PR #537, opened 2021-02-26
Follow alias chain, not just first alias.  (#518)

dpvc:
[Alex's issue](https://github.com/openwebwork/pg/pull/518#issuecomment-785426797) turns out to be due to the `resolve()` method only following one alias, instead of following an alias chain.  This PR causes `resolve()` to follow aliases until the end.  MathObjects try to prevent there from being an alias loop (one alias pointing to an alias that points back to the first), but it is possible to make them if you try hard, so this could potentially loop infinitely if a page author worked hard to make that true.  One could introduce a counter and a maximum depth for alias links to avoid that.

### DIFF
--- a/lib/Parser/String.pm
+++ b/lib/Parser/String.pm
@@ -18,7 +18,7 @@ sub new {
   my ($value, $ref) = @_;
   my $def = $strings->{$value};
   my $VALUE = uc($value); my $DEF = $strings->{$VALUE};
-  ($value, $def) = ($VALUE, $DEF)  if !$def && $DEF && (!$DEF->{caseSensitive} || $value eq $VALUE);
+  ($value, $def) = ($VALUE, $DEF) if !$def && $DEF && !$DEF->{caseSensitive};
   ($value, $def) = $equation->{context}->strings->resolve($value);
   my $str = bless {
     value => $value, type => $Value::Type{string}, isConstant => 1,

* * *

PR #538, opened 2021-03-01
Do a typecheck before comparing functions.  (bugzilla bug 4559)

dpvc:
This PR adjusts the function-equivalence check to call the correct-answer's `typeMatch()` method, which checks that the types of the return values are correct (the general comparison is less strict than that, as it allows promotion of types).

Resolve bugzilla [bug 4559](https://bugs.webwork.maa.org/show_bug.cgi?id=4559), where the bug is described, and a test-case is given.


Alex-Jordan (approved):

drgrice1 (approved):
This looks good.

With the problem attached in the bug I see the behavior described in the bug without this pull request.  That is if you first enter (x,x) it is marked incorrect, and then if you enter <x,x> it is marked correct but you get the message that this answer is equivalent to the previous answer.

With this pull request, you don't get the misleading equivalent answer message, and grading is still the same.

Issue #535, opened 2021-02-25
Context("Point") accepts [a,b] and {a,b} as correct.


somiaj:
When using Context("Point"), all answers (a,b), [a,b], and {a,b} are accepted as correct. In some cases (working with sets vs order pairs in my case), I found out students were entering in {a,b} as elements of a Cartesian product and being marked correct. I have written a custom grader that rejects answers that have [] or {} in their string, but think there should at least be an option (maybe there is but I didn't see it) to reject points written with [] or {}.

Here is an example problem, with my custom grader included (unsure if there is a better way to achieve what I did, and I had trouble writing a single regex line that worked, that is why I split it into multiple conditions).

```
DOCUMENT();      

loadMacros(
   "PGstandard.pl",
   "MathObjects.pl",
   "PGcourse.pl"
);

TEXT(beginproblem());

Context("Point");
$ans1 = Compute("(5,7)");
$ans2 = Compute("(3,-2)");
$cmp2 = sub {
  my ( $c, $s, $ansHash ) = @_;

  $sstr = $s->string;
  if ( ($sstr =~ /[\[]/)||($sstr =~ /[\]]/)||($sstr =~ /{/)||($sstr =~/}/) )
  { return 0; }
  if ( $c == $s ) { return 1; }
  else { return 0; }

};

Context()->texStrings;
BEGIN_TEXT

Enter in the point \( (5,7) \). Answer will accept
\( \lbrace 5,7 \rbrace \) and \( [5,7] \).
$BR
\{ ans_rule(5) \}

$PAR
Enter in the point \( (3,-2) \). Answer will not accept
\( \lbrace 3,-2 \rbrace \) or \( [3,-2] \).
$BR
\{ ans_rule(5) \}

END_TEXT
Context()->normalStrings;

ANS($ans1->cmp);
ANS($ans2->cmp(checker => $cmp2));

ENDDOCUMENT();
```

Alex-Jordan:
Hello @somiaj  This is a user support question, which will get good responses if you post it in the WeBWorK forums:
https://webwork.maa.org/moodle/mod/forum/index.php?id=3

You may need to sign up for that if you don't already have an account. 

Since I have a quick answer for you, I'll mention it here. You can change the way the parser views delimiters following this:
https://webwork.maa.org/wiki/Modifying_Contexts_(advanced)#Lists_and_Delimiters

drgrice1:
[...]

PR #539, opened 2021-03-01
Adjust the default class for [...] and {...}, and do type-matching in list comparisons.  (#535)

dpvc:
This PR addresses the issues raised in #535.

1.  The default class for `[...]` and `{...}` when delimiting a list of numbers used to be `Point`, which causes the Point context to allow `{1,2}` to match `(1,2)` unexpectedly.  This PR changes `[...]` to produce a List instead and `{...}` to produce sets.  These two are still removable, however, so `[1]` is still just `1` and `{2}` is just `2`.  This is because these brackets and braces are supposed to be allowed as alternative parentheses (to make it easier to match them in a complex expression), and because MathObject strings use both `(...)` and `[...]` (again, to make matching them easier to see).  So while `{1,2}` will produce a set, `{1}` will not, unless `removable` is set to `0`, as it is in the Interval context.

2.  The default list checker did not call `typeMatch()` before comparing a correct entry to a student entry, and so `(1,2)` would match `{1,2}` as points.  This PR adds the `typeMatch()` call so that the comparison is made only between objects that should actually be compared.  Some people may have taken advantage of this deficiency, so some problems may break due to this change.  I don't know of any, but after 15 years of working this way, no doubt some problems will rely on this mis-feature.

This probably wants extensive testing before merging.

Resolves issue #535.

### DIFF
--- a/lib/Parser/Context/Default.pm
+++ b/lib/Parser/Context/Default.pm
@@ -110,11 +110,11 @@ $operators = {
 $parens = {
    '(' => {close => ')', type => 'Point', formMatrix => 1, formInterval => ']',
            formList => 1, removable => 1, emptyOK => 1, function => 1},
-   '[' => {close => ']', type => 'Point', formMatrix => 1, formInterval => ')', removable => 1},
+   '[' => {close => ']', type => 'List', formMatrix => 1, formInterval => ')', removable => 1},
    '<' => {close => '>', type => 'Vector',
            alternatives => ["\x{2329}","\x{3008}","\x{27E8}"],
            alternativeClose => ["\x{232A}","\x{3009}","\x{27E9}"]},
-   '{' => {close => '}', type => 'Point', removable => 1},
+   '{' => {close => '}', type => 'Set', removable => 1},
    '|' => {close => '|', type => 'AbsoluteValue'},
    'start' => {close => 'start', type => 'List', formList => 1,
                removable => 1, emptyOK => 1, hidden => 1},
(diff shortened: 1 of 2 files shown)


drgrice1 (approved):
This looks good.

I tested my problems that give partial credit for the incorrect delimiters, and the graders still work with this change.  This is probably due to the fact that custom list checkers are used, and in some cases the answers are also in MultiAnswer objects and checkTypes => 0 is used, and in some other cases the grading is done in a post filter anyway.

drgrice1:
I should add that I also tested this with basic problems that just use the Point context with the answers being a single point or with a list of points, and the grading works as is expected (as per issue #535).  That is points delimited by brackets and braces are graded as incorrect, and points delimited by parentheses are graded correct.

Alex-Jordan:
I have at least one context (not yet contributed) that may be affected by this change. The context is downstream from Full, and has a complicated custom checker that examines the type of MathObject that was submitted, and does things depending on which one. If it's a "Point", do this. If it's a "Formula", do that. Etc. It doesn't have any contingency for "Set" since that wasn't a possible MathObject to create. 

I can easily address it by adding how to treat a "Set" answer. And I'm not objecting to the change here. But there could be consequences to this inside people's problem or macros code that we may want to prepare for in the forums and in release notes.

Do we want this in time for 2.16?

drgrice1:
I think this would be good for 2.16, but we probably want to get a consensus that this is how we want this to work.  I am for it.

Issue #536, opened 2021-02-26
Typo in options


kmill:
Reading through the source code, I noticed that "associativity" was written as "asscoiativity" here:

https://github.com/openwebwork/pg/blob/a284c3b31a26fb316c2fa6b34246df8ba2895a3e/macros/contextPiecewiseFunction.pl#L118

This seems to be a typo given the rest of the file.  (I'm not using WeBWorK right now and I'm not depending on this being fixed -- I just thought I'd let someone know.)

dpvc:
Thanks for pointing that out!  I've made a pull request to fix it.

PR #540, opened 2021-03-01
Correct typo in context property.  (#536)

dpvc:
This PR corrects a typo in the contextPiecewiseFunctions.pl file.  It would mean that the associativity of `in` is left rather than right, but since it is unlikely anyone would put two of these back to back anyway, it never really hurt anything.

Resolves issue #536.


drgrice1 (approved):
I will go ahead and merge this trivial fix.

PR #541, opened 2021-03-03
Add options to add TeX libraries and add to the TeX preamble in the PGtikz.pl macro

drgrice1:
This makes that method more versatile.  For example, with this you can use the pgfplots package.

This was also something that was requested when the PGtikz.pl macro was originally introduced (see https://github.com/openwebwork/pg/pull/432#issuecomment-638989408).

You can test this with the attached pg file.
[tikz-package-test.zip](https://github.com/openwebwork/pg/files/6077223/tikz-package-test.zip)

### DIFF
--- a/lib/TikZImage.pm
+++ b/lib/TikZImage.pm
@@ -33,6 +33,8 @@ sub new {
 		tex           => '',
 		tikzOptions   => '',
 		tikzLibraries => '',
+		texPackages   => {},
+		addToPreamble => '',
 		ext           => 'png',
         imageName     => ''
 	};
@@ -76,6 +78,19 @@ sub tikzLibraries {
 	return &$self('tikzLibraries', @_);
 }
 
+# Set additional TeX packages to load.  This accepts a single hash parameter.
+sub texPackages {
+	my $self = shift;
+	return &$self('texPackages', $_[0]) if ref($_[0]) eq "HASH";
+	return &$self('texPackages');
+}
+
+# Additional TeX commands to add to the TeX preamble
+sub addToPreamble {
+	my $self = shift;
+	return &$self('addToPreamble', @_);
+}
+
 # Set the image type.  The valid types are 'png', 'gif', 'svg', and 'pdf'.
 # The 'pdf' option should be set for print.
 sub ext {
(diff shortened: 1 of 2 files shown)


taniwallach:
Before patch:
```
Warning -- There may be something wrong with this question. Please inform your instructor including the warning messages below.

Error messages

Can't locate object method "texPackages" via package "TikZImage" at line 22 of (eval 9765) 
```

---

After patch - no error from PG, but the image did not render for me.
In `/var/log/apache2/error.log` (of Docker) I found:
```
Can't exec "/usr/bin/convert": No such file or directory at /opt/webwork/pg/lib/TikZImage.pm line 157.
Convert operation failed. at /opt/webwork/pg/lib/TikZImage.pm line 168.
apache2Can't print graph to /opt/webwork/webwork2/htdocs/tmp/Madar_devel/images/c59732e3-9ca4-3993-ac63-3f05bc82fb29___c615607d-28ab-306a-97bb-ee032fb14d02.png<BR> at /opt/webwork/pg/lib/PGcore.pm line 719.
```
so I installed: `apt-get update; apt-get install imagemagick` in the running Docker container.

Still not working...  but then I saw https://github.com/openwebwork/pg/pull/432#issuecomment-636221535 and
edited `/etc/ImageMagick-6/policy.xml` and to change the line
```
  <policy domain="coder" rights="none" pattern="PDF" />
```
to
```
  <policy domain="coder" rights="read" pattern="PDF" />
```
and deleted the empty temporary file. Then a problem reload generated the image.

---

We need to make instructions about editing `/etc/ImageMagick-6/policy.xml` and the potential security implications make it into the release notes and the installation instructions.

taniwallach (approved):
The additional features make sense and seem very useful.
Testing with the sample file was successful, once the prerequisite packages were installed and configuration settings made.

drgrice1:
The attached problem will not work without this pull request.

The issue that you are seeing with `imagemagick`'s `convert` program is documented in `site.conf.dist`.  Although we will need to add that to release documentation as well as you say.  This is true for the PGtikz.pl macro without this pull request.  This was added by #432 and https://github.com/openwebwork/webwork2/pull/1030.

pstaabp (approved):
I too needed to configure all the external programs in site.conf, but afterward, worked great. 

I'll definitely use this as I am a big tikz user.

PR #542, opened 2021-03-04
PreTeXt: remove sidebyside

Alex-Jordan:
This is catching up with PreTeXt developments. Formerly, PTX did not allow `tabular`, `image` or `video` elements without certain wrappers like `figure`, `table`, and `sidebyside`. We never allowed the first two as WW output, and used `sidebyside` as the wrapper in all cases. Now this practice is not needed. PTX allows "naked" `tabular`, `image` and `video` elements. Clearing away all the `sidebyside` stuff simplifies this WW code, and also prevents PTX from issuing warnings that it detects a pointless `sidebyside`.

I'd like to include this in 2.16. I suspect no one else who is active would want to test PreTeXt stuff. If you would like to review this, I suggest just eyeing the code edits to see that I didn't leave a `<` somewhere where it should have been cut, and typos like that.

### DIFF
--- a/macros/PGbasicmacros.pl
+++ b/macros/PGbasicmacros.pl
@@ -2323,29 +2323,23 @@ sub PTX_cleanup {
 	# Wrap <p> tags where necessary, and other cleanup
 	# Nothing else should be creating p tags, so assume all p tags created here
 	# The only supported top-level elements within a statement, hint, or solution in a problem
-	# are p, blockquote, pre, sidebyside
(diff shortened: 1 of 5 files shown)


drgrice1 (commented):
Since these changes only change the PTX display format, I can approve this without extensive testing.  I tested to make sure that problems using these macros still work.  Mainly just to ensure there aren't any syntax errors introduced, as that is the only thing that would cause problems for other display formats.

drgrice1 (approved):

Problem to work on
Pull each line that includes the word "chain" out of the material above.

Result of the task
Follow alias chain, not just first alias.  (#518)
[Alex's issue](https://github.com/openwebwork/pg/pull/518#issuecomment-785426797) turns out to be due to the `resolve()` method only following one alias, instead of following an alias chain.  This PR causes `resolve()` to follow aliases until the end.  MathObjects try to prevent there from being an alias loop (one alias pointing to an alias that points back to the first), but it is possible to make them if you try hard, so this could potentially loop infinitely if a page author worked hard to make that true.  One could introduce a counter and a maximum depth for alias links to avoid that.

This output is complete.